Tally every line of the entries that contains the string "shown", then reply with only that number.

────

PR #654, opened 2021-11-17
Adding more info to method registration failure

BastiaanOlij:
I ran into the problem of having some duplicate method registration but with adding a handful of new classes, the errors didn't tell me anything useful. So added that info in.

### DIFF
--- a/src/core/class_db.cpp
+++ b/src/core/class_db.cpp
@@ -143,19 +143,28 @@ MethodBind *ClassDB::bind_methodfi(uint32_t p_flags, MethodBind *p_bind, const M
 
 	if (type.method_map.find(method_name.name) != type.method_map.end()) {
 		memdelete(p_bind);
-		ERR_FAIL_V_MSG(nullptr, "Binding duplicate method.");
+
+		char failmsg[1024];
+		sprintf(failmsg, "Binding duplicate method %s.%s.", type.name, method_name.name);
+		ERR_FAIL_V_MSG(nullptr, failmsg);
 	}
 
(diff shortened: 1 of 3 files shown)


src/core/class_db.cpp
```diff
@@ -143,19 +143,28 @@ MethodBind *ClassDB::bind_methodfi(uint32_t p_flags, MethodBind *p_bind, const M
 
 	if (type.method_map.find(method_name.name) != type.method_map.end()) {
 		memdelete(p_bind);
-		ERR_FAIL_V_MSG(nullptr, "Binding duplicate method.");
+
+		char failmsg[1024];
+		sprintf(failmsg, "Binding duplicate method %s.%s.", type.name, method_name.name);
+		ERR_FAIL_V_MSG(nullptr, failmsg);
```
akien-mga, line 149: Changes seem fine overall, but strings management in raw C++ or C is a nightmare so I'm not confident enough to say if this is the right/best method. Char buffer with hardcoded length feels easy to abuse. And there's a bazillion compiler-specific `*s*printf*` implementations and I can never figure out which is good.

What do we do elsewhere? Is this the first place where we're doing string formatting?

BastiaanOlij: Normally i would just use our own String class but ERR_FAIL_V_MSG takes a char *. Indeed in theory someone could break their own computer by giving a method name in their plugin a name longer then 1000 characters :)

It's such a PITA, it really doesn't deserve all the extra checking

akien-mga: Can we make `ERR_FAIL_V_MSG` accept String, like it does in Godot core?

PR #656, opened 2021-11-18
Implementing dictionary operators

BastiaanOlij:
Requires https://github.com/godotengine/godot/pull/55247

Implement accessing dictionary through index. The test case in our test project works but fails on returning the dictionary which is a different issue. The problem here is that `return dict` will do a swap with a temporary dictionary object. This object does not instance a Godot object and the error happens on trying to free this non-existent object. We can see in the log that the dictionary was returned correctly:
```
USER ERROR: Condition "!_p" is true.
   at: Dictionary::_unref (core\variant\dictionary.cpp:244) - Condition "!_p" is true.
test dictionary {foo:bar, hello:world}
```

CI will fail until `godot-headers` is updated.

### DIFF
--- a/binding_generator.py
+++ b/binding_generator.py
@@ -448,6 +448,10 @@ def generate_builtin_class_header(builtin_api, size, used_classes, fully_used_cl
         result.append(f"\tconst Variant &operator[](int p_index) const;")
         result.append(f"\tVariant &operator[](int p_index);")
 
+    if class_name == "Dictionary":
+        result.append(f"\tconst Variant &operator[](const Variant &p_key) const;")
+        result.append(f"\tVariant &operator[](const Variant &p_key);")
+
     result.append("};")
 
     if class_name == "String":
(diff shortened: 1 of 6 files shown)


BastiaanOlij:
Currently crashes on attempting to update the variant in the dictionary.

BastiaanOlij:
Changing over to using `operator[]` on the Godot side as @groud suggested (see https://github.com/bruvzg/godot/pull/1), modifying the dictionary now works. This actually does enough for what I need it to do :P

However, the `return dict` at the end of the test case in our test example results in:
```
USER ERROR: Condition "!_p" is true.
   at: Dictionary::_unref (core\variant\dictionary.cpp:244) - Condition "!_p" is true.
```

Looks like it unreferences the dictionary held within when the variable goes out of scope.

akien-mga (approved):

akien-mga:
I guess you need to update godot-headers to latest upstream to fix the build.

BastiaanOlij:
> I guess you need to update godot-headers to latest upstream to fix the build.

Yup, all done now

akien-mga:
Thanks!

PR #659, opened 2021-11-22
Avoid crash in Variant constructor from nullptr Object*

groud:
I am not sure about what I am doing, but this at least avoids a crash in my case.

The crash used to happen when generating the docs, while I had one of my extension's class property referencing another class (extending Resource): 
```
ADD_PROPERTY(PropertyInfo(Variant::OBJECT, "magica_voxel_data", PROPERTY_HINT_RESOURCE_TYPE, "MagicaVoxelData"), "set_magica_voxel_data", "get_magica_voxel_data");
```

I suppose this fix does not really fix the underlying problem, but it avoids a crash. Which is likely a first good step IMO.

### DIFF
--- a/src/variant/variant.cpp
+++ b/src/variant/variant.cpp
@@ -171,7 +171,12 @@ Variant::Variant(const godot::RID &v) {
 }
 
 Variant::Variant(const Object *v) {
-	from_type_constructor[OBJECT](ptr(), const_cast<GodotObject **>(&v->_owner));
+	if (v) {
+		from_type_constructor[OBJECT](ptr(), const_cast<GodotObject **>(&v->_owner));
+	} else {
+		GodotObject *nullobject = nullptr;
+		from_type_constructor[OBJECT](ptr(), &nullobject);
+	}
 }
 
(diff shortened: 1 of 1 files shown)


BastiaanOlij:
I think this may be a worth while change because we can be getting a nullptr for other (valid) reasons as well. But indeed looking at the bigger problem of the documentation logic trying to figure out what type of object is returned so it can interrogate its meta data, that probably won't be solved by this change. 

I have no idea what the proper fix there is. Can we have a typed nil object?

groud:
> I have no idea what the proper fix there is. Can we have a typed nil object?

Apparently, reading the engine code, we can. Maybe a better fix is thus to call `from_type_constructor[OBJECT](ptr(), const_cast<GodotObject **>(nullptr));` instead when `v` is null.

groud:
Alright, I updated the PR so that it still calls the constructor function with the right Object type. I believe it is the right approach there.

BastiaanOlij (approved):
I ran into it crashing here to on the cast, seems like a solid fix.

Issue #652, opened 2021-11-16
GDExtension Ref<T> object freeing error.


kidrigger:
### Background Info:
Working on adding GDExtension support for Video playback.  
One part of the `VideoStream` is `Ref<VideoStreamPlayback> VideoStream::instance_playback()`  

For the `VideoStreamExtension` class this is implemented as 
```cpp
Ref<VideoStreamPlayback> VideoStreamExtension::instance_playback() {
	Ref<VideoStreamPlaybackExtension> ref;
	if (GDVIRTUAL_CALL(_instance_playback, ref)) {
		ERR_FAIL_COND_V_MSG(ref.is_null(), nullptr, "Plugin returned null playback");
		// open_file() is an unregistered private method in VideoStreamPlaybackExtension
                ref->open_file(file);  
                // set_audio_track() is a virtual method implemented with GDVIRTUAL_CALL
		ref->set_audio_track(audio_track); 
		return ref;
	}
	return nullptr;
}
```

On the GDExtension plugin side:
```cpp
godot::Ref<godot::VideoStreamPlaybackExtension> godot::VideoStreamReference::_instance_playback() {
	Ref<VideoStreamPlaybackReference> ref;
	ref.instantiate();
        // will add the temp fix here.
	return ref;
}
```

### The Issue:
The above implementation crashes with:
```
Exception thrown: read access violation.
**VideoStreamPlayback::set_audio_track[virtual]** was 0xFFFFFFFFFFFFFFFF.
```
Stepping through in the debugger shows the `VideoStreamPlaybackReference::_cleanup` (Destructor) is called on return from 
```cpp
// binder_common.hpp
void call_with_ptr_args_ret_helper(T *p_instance, R (T::*p_method)(P...), const GDNativeTypePtr *p_args, void *r_ret, IndexSequence<Is...>) {
	PtrToArg<R>::encode((p_instance->*p_method)(PtrToArg<P>::convert(p_args[Is])...), r_ret);
}
```
As the Ref<T> counts to 0.

If one stores the Ref<T> in the plugin: Godot and the Plugin both has separate 'ownership' of the object. As such after cleanup  on one end - the other Ref<T> dangles.

### Temporary Solution:
```cpp
RefCounted* r = static_cast<RefCounted*>(ref.ptr());
r->reference();
```

Adding this increments the refcount and prevents the deletion after encode.
The Ref<T> quietly deletes and reduces refcount to 1 which is copied and owned by Godot 

[...]

PR #660, opened 2021-11-23
Fixes counting bug with Ref<T>.

kidrigger:
Ref<T> would lose count during return from plugin - either dangling when
directly returned, or double deleted if a Ref<T> is stored.
Fixing by increasing the count before encode.

Fixes: #652


BastiaanOlij:
Just commenting here as well so it's recorded instead of just adding my feedback on godot chat.

I think your logic is sound as you've explained in 652, the core issue seems to be that we just copy the pointer into the reference object on the godot side instead of calling the proper setter logic.

What I'm wondering about is if this is good/safe enough. This will only work if the reference we're assigning is currently unset. If it is set that means we're just overwriting the current pointer and that object will become dangling. 

What is should be doing is calling `ref` (https://github.com/godotengine/godot/blob/master/core/object/ref_counted.h#L61), but we can't call that from within Godot.

I wonder if this fix should be on the godot side instead of on the godot-cpp side, if that is even possible. Else we may have to enhance this logic to check if there is a current value set on the reference and unref that first.

include/godot_cpp/classes/ref.hpp
```diff
@@ -246,7 +246,12 @@ struct PtrToArg<Ref<T>> {
 	typedef Ref<T> EncodeT;
 
 	_FORCE_INLINE_ static void encode(Ref<T> p_val, const void *p_ptr) {
-		*(void **)p_ptr = p_val->_owner;
+		if (p_val != nullptr) {
+		    p_val->reference();
+		    *(void**)p_ptr = p_val->_owner;
+		} else {
+		    *(void**)p_ptr = nullptr;
+		}
```
akien-mga, line 254: Style issue (spaces vs tabs).

BastiaanOlij:
Talking some more on Godot chat we're looking at adding a method to the API that allows us to set a reference on the Godot side properly so the full logic runs.

BastiaanOlij:
@kidrigger I don't have a good test case to test it with but this should improve your solution to make it a little more safer:
https://github.com/godotengine/godot/pull/55277

This should change your code to:
```
_FORCE_INLINE_ static void encode(Ref<T> p_val, const void *p_ptr) {
	godot::internal::gdn_interface->reference_assign(p_ptr, p_val->_owner);
}
```

This way we're sure that if a reference object is re-used it will properly clear the previous reference.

────

Solution below
3